PR #1059, opened 2020-09-15
Added basic 12dxml support

int-Frank:
First block of work for [AB#489](https://dev.azure.com/euclideon/57c3bd2a-8f94-4578-b195-2e4fa9d8f295/_workitems/edit/489). This PR currently implements:
 - load UTF-8 encoded 12dxml file
 - loading 12dxml models (converts to folder in udStream)
 - loading 3D point and line data from 12dxml superstrings
 - `<null></null>` and `<colour></colour>` 'commands' from the xml
 - a few essential tags to display data (name, colours, weights, ...)

Not currently implemented
 - non UTF-8 encoded files
 - 2D and 3D varients of arcs, circles, transitions, offset transitions
 - different project structures (there are at least 2 different structures I have seen)

EDIT: The idea behind the `12dxml` loader being multiple files is to separate the 'loading' of the `12dxml` file from the creation of a udStream project. If we eventually want to support the full `12dxml` spec, both of these might become very large things, and it may be easier to handle if they were separate modules. Otherwise I'm happy to re-submit with everything in one file.

### DIFF
--- a/src/parsers/vc12DXMLLoad.cpp
+++ b/src/parsers/vc12DXMLLoad.cpp
@@ -15,9 +15,9 @@
 *                not be obeyed!
 */
 
-#define LOG_ERROR(...)
-#define LOG_WARNING(...)
-#define LOG_INFO(...)
+#define LOG_ERROR(...) {}
+#define LOG_WARNING(...) {}
+#define LOG_INFO(...) {}
 
 // TODO support 'light' and 'dark' variants of all colours
 // TODO support capitalisation
--- a/src/parsers/vc12DXMLLoad.cpp
+++ b/src/parsers/vc12DXMLLoad.cpp
@@ -164,8 +164,8 @@ udResult vc12DXML_SuperString::Build(udJSON const *pNode, vc12DXML_ProjectGlobal
 {
   udResult result;
   const udJSON *pItem = nullptr;
-  bool has_z = false;
-  double z = 0.0;
+  //bool has_z = false;
+  //double z = 0.0;
 
   UD_ERROR_IF(pNode == nullptr, udR_InvalidParameter_);
 
@@ -175,14 +175,14 @@ udResult vc12DXML_SuperString::Build(udJSON const *pNode, vc12DXML_ProjectGlobal
   // From the spec:
   //   - There is exactly 0 or 1 <z> tag per string.
   //   - Its position is irrelevant, it is global to the string
-  pItem = &pNode->Get("z");
-  UD_ERROR_IF(pItem->IsArray(), udR_InvalidConfiguration);
-
-  if (!pItem->IsVoid())
-  {
-    has_z = true;
-    z = pItem->AsDouble();
-  }
+  //pItem = &pNode->Get("z");
+  //UD_ERROR_IF(pItem->IsArray(), udR_InvalidConfiguration);
+  //
+  //if (!pItem->IsVoid())
+  //{
+  //  has_z = true;
+  //  z = pItem->AsDouble();
+  //}
 
   SetGlobals(pNode, globals);
 
--- a/src/parsers/vc12DXMLLoad.cpp
+++ b/src/parsers/vc12DXMLLoad.cpp
@@ -20,7 +20,6 @@
 #define LOG_INFO(...) {}
 
 // TODO support 'light' and 'dark' variants of all colours
-// TODO support capitalisation
 static uint32_t vc12DXML_ToColour(const char *pStr)
 {
   struct ColourPair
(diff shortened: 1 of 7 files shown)


src/parsers/vc12dxmlCommon.h
```diff
@@ -0,0 +1,85 @@
...
+  udResult Build(udJSON const *pNode, vc12DXML_ProjectGlobals &globals) override;
+  void Print(FILE *pOut, int indent) const override;
+  void AddToProject(vcState *pProgramState, udProjectNode *pParent) override;
+private:
+
+  char *m_pName;
+  bool m_isClosed;
+  double m_weight;
+  uint32_t m_colour;
+  std::vector<udDouble3> m_points;
```
samsinsane, line 46: Why `std::vector` over `udChunkedArray`?

src/parsers/vc12dxmlCommon.h
```diff
@@ -0,0 +1,85 @@
+#ifndef vc12dxmlCommon_h__
+#define vc12dxmlCommon_h__
+
+#include <stdint.h>
+#include <vector>
+#include <cstdio>
```
samsinsane, line 6: Do you specifically need the C++ version of `stdio.h`?

src/parsers/vc12dxmlCommon.h
```diff
@@ -0,0 +1,85 @@
...
+  ~vc12DXML_Model();
+  udResult BuildChildren(udJSON const *pNode, vc12DXML_ProjectGlobals &globals);
+  udResult Build(udJSON const *pNode, vc12DXML_ProjectGlobals &globals) override;
+  void Print(FILE *pOut, int indent) const override;
+  void AddToProject(vcState *pProgramState, udProjectNode *pParent) override;
+
+private:
+
+  char *m_pName;
+  std::vector<vc12DXML_Item *> m_elements;
```
samsinsane, line 63: Same as above?

src/parsers/vc12dxmlCommon.h
```diff
@@ -0,0 +1,85 @@
...
+  udResult BeginBuild(udJSON const *pNode);
+  udResult Build(udJSON const *pNode, vc12DXML_ProjectGlobals &globals) override;
+  void Print(FILE *pOut, int indent = 0) const override;
+  void AddToProject(vcState *pProgramState, udProjectNode *pParent) override;
+
+private:
+
+  char *m_pName;
+  vc12DXML_ProjectGlobals m_globals; // Every 12dxml file has a set of globals that can change while parsing
+  std::vector<vc12DXML_Item *> m_models;
```
samsinsane, line 82: Same as above?

samsinsane (changes requested):

src/parsers/vc12DXMLLoad.cpp
```diff
@@ -0,0 +1,423 @@
...
+  for (size_t i = 0; i < udLengthOf(Colours); ++i)
+  {
+    if (udStrcmp(pStr, Colours[i].pStr) == 0)
+      return Colours[i].val;
+  }
+
+  return 0xFFFF00FF;
+}
+
+static size_t vc12DXML_StrSplit(char *pStr, const char *pDelims, char **ppSubstrings, size_t subStrCount)
```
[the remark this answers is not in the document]
int-Frank: Yes I was using `udStrTokenSplit`, using a space char as a delim, but for cases where there were mutiple spaces between items, I was getting multiple/empty tokens. Actually this was only happening with a test file I created which I deliberately put multiple spaces between vector elements. As I write this, I'm not sure that was a fair test; why not other characters as well as extra spaces? I'm thinking use `udStrTokenSplit` and if it fails, chalk it up to a malformed item.

src/parsers/vc12DXMLLoad.cpp
```diff
@@ -0,0 +1,423 @@
...
+  pItem = &pNode->Get("data_3d");
+  if (!pItem->IsVoid())
+    vc12DXML_Ammend_data_3d(&pItem->Get("p"), m_points, globals);
+
+  result = udR_Success;
+epilogue:
+  return result;
+}
+
+void vc12DXML_SuperString::Print(FILE *pOut, int indent) const
```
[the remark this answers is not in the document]
int-Frank: Probably not. I used `FILE` as I was passing in `stdout`; not sure I could do that with a `udFile`. It is debug code. As far as keeping this code, it may be useful as more features are added, but am happy to remove.

src/parsers/vc12dxmlCommon.h
int-Frank: I need a contiguous array to when I pass the points to `vcProject_UpdateNodeGeometryFromCartesian()`

src/parsers/vc12dxmlCommon.h
int-Frank: Actually this could be a `udChunkedArray` but I figured since I'm already using `std::vector` I might as well use that.

src/parsers/vc12DXMLLoad.cpp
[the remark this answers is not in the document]
samsinsane: Yeah I don't think `udFile` could do that. The main reason to remove it is that it's exposed in the header as it's a member function, I'd prefer that `FILE` wasn't something that was just available, even if it's an internal header.

src/parsers/vc12dxmlCommon.h
samsinsane: Unless you know the number of points up front (in which case, just use `udAllocType`), the `std::vector` could grow a number of times which could be very slow if it needs to copy the data when it grows - which could happen every time it grows. A `udChunkedArray` may be faster to add in to (and use less memory), and then output to `udDouble3*` using the `ToArray` member function (and then free that pointer).

You don't need to change this, just letting you know how you can do it with a chunked array.

int-Frank: Actually I might at least test this. It might speed up loading, which for some files already is taking a couple of seconds.

int-Frank: Both perform about the same. It seems using `std::vector` performs slightly faster then `udChunkedArray` for the larger of the test files.

samsinsane (approved):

※ ※ ※

* **What you have to do**: Provide a faithful, complete copy of the entries above.

* **Exercise solution**:
PR #1059, opened 2020-09-15
Added basic 12dxml support

int-Frank:
First block of work for [AB#489](https://dev.azure.com/euclideon/57c3bd2a-8f94-4578-b195-2e4fa9d8f295/_workitems/edit/489). This PR currently implements:
 - load UTF-8 encoded 12dxml file
 - loading 12dxml models (converts to folder in udStream)
 - loading 3D point and line data from 12dxml superstrings
 - `<null></null>` and `<colour></colour>` 'commands' from the xml
 - a few essential tags to display data (name, colours, weights, ...)

Not currently implemented
 - non UTF-8 encoded files
 - 2D and 3D varients of arcs, circles, transitions, offset transitions
 - different project structures (there are at least 2 different structures I have seen)

EDIT: The idea behind the `12dxml` loader being multiple files is to separate the 'loading' of the `12dxml` file from the creation of a udStream project. If we eventually want to support the full `12dxml` spec, both of these might become very large things, and it may be easier to handle if they were separate modules. Otherwise I'm happy to re-submit with everything in one file.

### DIFF
--- a/src/parsers/vc12DXMLLoad.cpp
+++ b/src/parsers/vc12DXMLLoad.cpp
@@ -15,9 +15,9 @@
 *                not be obeyed!
 */
 
-#define LOG_ERROR(...)
-#define LOG_WARNING(...)
-#define LOG_INFO(...)
+#define LOG_ERROR(...) {}
+#define LOG_WARNING(...) {}
+#define LOG_INFO(...) {}
 
 // TODO support 'light' and 'dark' variants of all colours
 // TODO support capitalisation
--- a/src/parsers/vc12DXMLLoad.cpp
+++ b/src/parsers/vc12DXMLLoad.cpp
@@ -164,8 +164,8 @@ udResult vc12DXML_SuperString::Build(udJSON const *pNode, vc12DXML_ProjectGlobal
 {
   udResult result;
   const udJSON *pItem = nullptr;
-  bool has_z = false;
-  double z = 0.0;
+  //bool has_z = false;
+  //double z = 0.0;
 
   UD_ERROR_IF(pNode == nullptr, udR_InvalidParameter_);
 
@@ -175,14 +175,14 @@ udResult vc12DXML_SuperString::Build(udJSON const *pNode, vc12DXML_ProjectGlobal
   // From the spec:
   //   - There is exactly 0 or 1 <z> tag per string.
   //   - Its position is irrelevant, it is global to the string
-  pItem = &pNode->Get("z");
-  UD_ERROR_IF(pItem->IsArray(), udR_InvalidConfiguration);
-
-  if (!pItem->IsVoid())
-  {
-    has_z = true;
-    z = pItem->AsDouble();
-  }
+  //pItem = &pNode->Get("z");
+  //UD_ERROR_IF(pItem->IsArray(), udR_InvalidConfiguration);
+  //
+  //if (!pItem->IsVoid())
+  //{
+  //  has_z = true;
+  //  z = pItem->AsDouble();
+  //}
 
   SetGlobals(pNode, globals);
 
--- a/src/parsers/vc12DXMLLoad.cpp
+++ b/src/parsers/vc12DXMLLoad.cpp
@@ -20,7 +20,6 @@
 #define LOG_INFO(...) {}
 
 // TODO support 'light' and 'dark' variants of all colours
-// TODO support capitalisation
 static uint32_t vc12DXML_ToColour(const char *pStr)
 {
   struct ColourPair
(diff shortened: 1 of 7 files shown)


src/parsers/vc12dxmlCommon.h
```diff
@@ -0,0 +1,85 @@
...
+  udResult Build(udJSON const *pNode, vc12DXML_ProjectGlobals &globals) override;
+  void Print(FILE *pOut, int indent) const override;
+  void AddToProject(vcState *pProgramState, udProjectNode *pParent) override;
+private:
+
+  char *m_pName;
+  bool m_isClosed;
+  double m_weight;
+  uint32_t m_colour;
+  std::vector<udDouble3> m_points;
```
samsinsane, line 46: Why `std::vector` over `udChunkedArray`?

src/parsers/vc12dxmlCommon.h
```diff
@@ -0,0 +1,85 @@
+#ifndef vc12dxmlCommon_h__
+#define vc12dxmlCommon_h__
+
+#include <stdint.h>
+#include <vector>
+#include <cstdio>
```
samsinsane, line 6: Do you specifically need the C++ version of `stdio.h`?

src/parsers/vc12dxmlCommon.h
```diff
@@ -0,0 +1,85 @@
...
+  ~vc12DXML_Model();
+  udResult BuildChildren(udJSON const *pNode, vc12DXML_ProjectGlobals &globals);
+  udResult Build(udJSON const *pNode, vc12DXML_ProjectGlobals &globals) override;
+  void Print(FILE *pOut, int indent) const override;
+  void AddToProject(vcState *pProgramState, udProjectNode *pParent) override;
+
+private:
+
+  char *m_pName;
+  std::vector<vc12DXML_Item *> m_elements;
```
samsinsane, line 63: Same as above?

src/parsers/vc12dxmlCommon.h
```diff
@@ -0,0 +1,85 @@
...
+  udResult BeginBuild(udJSON const *pNode);
+  udResult Build(udJSON const *pNode, vc12DXML_ProjectGlobals &globals) override;
+  void Print(FILE *pOut, int indent = 0) const override;
+  void AddToProject(vcState *pProgramState, udProjectNode *pParent) override;
+
+private:
+
+  char *m_pName;
+  vc12DXML_ProjectGlobals m_globals; // Every 12dxml file has a set of globals that can change while parsing
+  std::vector<vc12DXML_Item *> m_models;
```
samsinsane, line 82: Same as above?

samsinsane (changes requested):

src/parsers/vc12DXMLLoad.cpp
```diff
@@ -0,0 +1,423 @@
...
+  for (size_t i = 0; i < udLengthOf(Colours); ++i)
+  {
+    if (udStrcmp(pStr, Colours[i].pStr) == 0)
+      return Colours[i].val;
+  }
+
+  return 0xFFFF00FF;
+}
+
+static size_t vc12DXML_StrSplit(char *pStr, const char *pDelims, char **ppSubstrings, size_t subStrCount)
```
[the remark this answers is not in the document]
int-Frank: Yes I was using `udStrTokenSplit`, using a space char as a delim, but for cases where there were mutiple spaces between items, I was getting multiple/empty tokens. Actually this was only happening with a test file I created which I deliberately put multiple spaces between vector elements. As I write this, I'm not sure that was a fair test; why not other characters as well as extra spaces? I'm thinking use `udStrTokenSplit` and if it fails, chalk it up to a malformed item.

src/parsers/vc12DXMLLoad.cpp
```diff
@@ -0,0 +1,423 @@
...
+  pItem = &pNode->Get("data_3d");
+  if (!pItem->IsVoid())
+    vc12DXML_Ammend_data_3d(&pItem->Get("p"), m_points, globals);
+
+  result = udR_Success;
+epilogue:
+  return result;
+}
+
+void vc12DXML_SuperString::Print(FILE *pOut, int indent) const
```
[the remark this answers is not in the document]
int-Frank: Probably not. I used `FILE` as I was passing in `stdout`; not sure I could do that with a `udFile`. It is debug code. As far as keeping this code, it may be useful as more features are added, but am happy to remove.

src/parsers/vc12dxmlCommon.h
int-Frank: I need a contiguous array to when I pass the points to `vcProject_UpdateNodeGeometryFromCartesian()`

src/parsers/vc12dxmlCommon.h
int-Frank: Actually this could be a `udChunkedArray` but I figured since I'm already using `std::vector` I might as well use that.

src/parsers/vc12DXMLLoad.cpp
[the remark this answers is not in the document]
samsinsane: Yeah I don't think `udFile` could do that. The main reason to remove it is that it's exposed in the header as it's a member function, I'd prefer that `FILE` wasn't something that was just available, even if it's an internal header.

src/parsers/vc12dxmlCommon.h
samsinsane: Unless you know the number of points up front (in which case, just use `udAllocType`), the `std::vector` could grow a number of times which could be very slow if it needs to copy the data when it grows - which could happen every time it grows. A `udChunkedArray` may be faster to add in to (and use less memory), and then output to `udDouble3*` using the `ToArray` member function (and then free that pointer).

You don't need to change this, just letting you know how you can do it with a chunked array.

int-Frank: Actually I might at least test this. It might speed up loading, which for some files already is taking a couple of seconds.

int-Frank: Both perform about the same. It seems using `std::vector` performs slightly faster then `udChunkedArray` for the larger of the test files.

samsinsane (approved):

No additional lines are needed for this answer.